*REQUIREMENT*.
Your answer should be each line of the entries that contains the word "when", copied in full.

*DATASET EXCERPTS*.
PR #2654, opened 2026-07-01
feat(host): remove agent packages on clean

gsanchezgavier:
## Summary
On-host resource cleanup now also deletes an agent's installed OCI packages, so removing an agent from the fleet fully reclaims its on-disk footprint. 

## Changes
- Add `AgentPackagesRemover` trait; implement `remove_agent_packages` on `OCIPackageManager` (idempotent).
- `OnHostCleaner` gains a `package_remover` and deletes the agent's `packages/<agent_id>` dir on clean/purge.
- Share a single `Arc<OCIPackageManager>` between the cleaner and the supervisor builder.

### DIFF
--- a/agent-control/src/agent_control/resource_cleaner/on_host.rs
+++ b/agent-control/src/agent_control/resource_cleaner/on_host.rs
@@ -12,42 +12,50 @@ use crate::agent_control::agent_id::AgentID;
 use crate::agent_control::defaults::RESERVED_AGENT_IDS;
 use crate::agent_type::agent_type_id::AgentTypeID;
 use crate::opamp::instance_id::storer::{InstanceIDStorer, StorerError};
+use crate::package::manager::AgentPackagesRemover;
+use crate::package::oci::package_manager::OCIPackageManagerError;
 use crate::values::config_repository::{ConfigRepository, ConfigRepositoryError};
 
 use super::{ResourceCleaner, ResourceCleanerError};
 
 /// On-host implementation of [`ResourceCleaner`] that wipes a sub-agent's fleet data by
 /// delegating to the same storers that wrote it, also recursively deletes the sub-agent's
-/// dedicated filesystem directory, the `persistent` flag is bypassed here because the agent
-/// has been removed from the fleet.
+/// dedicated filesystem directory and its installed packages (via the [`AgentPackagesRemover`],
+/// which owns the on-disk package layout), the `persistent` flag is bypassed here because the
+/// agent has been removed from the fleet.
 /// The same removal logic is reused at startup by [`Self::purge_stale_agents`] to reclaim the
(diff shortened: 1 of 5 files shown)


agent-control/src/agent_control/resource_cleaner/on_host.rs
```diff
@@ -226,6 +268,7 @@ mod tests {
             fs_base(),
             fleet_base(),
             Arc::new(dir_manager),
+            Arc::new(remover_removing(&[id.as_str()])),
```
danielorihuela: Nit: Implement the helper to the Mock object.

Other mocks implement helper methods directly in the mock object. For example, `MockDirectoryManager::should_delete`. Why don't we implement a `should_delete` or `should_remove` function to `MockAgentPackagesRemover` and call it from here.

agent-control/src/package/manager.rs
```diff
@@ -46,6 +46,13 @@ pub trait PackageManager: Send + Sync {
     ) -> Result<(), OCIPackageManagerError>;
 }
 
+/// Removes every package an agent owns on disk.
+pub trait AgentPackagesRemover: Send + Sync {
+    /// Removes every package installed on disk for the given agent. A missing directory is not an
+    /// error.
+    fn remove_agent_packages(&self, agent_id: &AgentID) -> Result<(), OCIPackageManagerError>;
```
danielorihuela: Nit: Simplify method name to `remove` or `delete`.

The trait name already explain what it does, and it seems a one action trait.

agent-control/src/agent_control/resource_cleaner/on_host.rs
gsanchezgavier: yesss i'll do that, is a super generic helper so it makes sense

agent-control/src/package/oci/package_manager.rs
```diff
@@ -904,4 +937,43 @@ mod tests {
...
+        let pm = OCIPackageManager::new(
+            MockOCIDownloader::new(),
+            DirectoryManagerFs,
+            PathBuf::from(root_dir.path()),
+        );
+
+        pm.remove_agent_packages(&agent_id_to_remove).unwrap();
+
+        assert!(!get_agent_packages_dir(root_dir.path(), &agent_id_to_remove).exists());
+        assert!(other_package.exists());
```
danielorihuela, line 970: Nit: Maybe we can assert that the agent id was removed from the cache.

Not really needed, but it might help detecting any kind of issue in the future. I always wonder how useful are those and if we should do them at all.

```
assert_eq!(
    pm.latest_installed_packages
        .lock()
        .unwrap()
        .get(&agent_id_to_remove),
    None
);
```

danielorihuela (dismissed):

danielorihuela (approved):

* * *

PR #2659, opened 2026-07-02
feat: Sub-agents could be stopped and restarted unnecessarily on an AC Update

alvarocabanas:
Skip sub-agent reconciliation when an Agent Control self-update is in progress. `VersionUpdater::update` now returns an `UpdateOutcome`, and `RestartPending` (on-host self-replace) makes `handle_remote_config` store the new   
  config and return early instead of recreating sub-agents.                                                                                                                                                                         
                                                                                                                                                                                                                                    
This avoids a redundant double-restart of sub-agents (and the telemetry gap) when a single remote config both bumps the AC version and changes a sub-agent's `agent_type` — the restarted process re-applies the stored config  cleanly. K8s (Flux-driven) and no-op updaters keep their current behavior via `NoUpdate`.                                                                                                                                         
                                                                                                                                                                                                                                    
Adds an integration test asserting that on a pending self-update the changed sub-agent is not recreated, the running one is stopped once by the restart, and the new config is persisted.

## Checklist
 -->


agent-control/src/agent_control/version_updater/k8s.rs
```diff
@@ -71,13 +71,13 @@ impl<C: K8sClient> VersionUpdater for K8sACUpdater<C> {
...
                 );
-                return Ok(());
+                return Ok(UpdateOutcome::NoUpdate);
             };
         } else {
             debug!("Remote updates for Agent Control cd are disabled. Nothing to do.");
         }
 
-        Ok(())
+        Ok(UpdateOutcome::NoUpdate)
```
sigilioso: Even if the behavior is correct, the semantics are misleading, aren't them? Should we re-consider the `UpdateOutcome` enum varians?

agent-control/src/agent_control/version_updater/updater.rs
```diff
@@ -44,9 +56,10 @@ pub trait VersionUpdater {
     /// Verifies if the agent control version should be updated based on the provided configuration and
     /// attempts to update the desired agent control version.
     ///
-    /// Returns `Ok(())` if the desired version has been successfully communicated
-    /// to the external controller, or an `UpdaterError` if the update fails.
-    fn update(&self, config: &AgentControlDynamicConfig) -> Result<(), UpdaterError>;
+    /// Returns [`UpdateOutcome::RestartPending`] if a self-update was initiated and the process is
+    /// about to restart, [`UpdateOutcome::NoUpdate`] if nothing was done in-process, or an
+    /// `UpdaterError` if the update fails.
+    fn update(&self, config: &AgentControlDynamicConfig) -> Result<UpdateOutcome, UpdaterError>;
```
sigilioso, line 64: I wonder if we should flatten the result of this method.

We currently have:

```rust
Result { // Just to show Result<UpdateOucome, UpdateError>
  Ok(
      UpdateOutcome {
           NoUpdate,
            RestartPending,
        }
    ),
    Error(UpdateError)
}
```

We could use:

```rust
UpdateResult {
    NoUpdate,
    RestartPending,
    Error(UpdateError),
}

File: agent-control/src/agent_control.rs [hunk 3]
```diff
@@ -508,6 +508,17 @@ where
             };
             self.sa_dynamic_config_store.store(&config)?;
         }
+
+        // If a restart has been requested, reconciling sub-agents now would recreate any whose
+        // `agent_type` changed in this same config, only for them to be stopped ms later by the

...

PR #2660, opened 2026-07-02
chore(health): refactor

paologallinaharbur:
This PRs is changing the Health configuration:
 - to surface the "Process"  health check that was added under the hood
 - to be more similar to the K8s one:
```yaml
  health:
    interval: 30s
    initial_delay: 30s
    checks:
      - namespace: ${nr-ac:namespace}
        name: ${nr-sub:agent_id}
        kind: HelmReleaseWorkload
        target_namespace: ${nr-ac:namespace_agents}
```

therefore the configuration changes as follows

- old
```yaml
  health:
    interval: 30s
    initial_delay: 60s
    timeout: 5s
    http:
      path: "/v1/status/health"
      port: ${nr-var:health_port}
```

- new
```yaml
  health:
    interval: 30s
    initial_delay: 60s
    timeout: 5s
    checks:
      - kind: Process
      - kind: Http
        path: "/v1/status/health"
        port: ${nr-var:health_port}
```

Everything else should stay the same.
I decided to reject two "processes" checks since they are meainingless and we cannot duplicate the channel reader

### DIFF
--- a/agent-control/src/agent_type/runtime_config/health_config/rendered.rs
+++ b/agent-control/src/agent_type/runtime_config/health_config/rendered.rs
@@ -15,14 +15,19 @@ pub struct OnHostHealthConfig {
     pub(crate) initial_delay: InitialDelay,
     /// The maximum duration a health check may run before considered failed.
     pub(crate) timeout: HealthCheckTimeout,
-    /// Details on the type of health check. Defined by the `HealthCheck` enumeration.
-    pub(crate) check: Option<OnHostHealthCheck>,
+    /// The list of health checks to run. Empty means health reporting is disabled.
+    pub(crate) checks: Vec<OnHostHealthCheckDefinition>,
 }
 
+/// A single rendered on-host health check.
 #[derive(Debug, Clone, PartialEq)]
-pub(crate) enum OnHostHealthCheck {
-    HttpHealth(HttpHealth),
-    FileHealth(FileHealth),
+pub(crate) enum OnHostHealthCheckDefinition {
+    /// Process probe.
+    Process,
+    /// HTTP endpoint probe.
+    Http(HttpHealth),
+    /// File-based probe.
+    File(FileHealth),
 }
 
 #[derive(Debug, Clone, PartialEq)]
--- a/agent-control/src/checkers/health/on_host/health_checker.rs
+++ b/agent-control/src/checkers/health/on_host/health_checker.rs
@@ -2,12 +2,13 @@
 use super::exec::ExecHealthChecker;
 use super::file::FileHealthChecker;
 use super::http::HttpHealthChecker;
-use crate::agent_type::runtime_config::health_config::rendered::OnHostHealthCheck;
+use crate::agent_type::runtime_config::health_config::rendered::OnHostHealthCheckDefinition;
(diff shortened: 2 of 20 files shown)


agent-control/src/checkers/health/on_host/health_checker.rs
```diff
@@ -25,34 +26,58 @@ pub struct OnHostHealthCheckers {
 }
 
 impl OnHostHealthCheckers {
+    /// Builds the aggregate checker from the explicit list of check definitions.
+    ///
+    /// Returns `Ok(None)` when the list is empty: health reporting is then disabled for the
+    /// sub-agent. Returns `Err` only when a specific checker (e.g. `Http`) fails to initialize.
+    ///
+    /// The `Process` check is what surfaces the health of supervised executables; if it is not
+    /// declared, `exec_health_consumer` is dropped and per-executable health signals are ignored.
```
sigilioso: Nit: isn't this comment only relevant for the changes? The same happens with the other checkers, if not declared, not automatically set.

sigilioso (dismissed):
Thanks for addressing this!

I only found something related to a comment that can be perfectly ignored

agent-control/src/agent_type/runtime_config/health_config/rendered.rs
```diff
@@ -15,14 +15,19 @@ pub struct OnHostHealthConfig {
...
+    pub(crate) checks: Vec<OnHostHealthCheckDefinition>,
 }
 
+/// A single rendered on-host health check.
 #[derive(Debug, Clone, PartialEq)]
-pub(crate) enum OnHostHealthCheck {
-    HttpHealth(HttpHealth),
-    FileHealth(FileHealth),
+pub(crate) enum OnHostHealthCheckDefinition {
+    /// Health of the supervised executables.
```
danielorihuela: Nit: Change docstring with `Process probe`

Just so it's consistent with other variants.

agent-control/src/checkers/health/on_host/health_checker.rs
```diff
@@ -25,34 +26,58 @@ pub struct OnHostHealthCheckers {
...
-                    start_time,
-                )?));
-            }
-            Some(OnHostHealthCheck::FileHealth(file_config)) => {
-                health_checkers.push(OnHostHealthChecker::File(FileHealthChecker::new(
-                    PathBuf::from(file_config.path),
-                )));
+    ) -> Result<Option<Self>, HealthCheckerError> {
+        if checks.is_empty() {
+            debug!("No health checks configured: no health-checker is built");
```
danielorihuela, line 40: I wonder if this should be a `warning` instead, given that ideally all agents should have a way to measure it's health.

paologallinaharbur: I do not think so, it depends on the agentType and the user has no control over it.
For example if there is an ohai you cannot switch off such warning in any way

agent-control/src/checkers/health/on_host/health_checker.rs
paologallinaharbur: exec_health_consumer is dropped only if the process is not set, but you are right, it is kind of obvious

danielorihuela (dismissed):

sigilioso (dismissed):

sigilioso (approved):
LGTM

*WRITTEN REPLY*.
Skip sub-agent reconciliation when an Agent Control self-update is in progress. `VersionUpdater::update` now returns an `UpdateOutcome`, and `RestartPending` (on-host self-replace) makes `handle_remote_config` store the new   
This avoids a redundant double-restart of sub-agents (and the telemetry gap) when a single remote config both bumps the AC version and changes a sub-agent's `agent_type` — the restarted process re-applies the stored config  cleanly. K8s (Flux-driven) and no-op updaters keep their current behavior via `NoUpdate`.                                                                                                                                         
+    /// Returns `Ok(None)` when the list is empty: health reporting is then disabled for the
+    /// sub-agent. Returns `Err` only when a specific checker (e.g. `Http`) fails to initialize.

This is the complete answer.